** Given information follows **
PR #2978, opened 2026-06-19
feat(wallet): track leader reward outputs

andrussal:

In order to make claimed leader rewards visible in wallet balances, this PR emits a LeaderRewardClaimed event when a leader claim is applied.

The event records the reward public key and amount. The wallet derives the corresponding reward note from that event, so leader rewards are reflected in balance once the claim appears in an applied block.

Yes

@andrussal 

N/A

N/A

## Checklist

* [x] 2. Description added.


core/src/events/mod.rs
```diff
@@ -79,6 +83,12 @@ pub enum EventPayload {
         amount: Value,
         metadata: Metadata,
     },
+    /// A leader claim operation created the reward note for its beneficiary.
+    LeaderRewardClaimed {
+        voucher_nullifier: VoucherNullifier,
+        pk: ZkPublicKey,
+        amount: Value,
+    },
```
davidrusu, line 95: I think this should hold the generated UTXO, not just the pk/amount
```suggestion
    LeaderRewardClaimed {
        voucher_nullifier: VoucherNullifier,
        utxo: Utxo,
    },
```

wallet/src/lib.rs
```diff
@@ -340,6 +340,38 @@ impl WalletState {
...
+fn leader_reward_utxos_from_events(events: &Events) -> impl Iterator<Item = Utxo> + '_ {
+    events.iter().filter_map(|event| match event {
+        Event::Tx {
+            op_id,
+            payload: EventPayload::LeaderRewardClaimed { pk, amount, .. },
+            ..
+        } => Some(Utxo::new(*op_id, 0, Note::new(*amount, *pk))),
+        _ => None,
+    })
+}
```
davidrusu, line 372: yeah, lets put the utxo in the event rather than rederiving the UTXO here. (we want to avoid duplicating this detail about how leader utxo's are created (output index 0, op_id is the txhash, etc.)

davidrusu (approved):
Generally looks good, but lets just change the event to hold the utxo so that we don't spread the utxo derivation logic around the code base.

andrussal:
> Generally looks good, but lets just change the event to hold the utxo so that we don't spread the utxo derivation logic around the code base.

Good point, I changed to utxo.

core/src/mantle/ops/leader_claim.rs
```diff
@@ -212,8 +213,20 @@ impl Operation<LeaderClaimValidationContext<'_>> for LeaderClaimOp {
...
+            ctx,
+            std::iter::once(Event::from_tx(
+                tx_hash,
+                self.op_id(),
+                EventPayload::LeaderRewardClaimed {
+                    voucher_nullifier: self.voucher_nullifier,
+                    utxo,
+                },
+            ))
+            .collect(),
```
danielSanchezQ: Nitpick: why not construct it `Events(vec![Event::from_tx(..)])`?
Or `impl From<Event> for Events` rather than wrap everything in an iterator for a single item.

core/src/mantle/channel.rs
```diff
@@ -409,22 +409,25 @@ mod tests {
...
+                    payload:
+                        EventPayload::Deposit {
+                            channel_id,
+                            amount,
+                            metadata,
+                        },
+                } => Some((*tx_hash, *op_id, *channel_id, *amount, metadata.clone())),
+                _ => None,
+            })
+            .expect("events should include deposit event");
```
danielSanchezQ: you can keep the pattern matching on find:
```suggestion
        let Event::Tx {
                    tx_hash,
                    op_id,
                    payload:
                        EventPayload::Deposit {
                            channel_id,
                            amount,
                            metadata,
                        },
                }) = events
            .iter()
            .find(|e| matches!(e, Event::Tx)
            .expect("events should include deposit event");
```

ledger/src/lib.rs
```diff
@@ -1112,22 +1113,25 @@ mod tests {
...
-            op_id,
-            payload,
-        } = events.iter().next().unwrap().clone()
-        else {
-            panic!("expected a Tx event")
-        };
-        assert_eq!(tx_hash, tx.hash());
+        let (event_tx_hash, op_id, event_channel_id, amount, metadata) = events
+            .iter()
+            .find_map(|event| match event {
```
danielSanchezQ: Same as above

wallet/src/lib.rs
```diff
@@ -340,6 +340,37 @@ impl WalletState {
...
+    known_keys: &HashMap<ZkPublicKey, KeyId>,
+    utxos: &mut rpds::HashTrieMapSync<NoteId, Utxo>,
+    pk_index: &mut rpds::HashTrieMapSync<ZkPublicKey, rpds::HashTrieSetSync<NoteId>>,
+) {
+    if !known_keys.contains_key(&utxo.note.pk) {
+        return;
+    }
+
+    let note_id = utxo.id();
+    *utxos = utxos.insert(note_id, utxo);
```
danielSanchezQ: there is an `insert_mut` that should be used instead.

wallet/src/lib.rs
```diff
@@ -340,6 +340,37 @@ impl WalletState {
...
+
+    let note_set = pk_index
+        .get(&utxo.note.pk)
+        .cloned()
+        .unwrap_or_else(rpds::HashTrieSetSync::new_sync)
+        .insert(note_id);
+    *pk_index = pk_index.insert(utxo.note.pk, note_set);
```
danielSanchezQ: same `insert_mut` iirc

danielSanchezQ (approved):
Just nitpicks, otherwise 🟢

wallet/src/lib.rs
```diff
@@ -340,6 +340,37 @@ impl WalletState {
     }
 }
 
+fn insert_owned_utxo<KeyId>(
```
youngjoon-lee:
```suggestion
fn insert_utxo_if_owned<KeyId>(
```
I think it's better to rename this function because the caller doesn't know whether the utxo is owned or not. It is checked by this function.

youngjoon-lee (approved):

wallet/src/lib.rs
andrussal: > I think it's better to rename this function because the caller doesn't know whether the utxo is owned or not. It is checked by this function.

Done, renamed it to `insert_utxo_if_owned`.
** End of Given information **
### What this task involves:
Your reply should hold every line from the data that contains "once", copied in full.

### Result of the task:
The event records the reward public key and amount. The wallet derives the corresponding reward note from that event, so leader rewards are reflected in balance once the claim appears in an applied block.
+            std::iter::once(Event::from_tx(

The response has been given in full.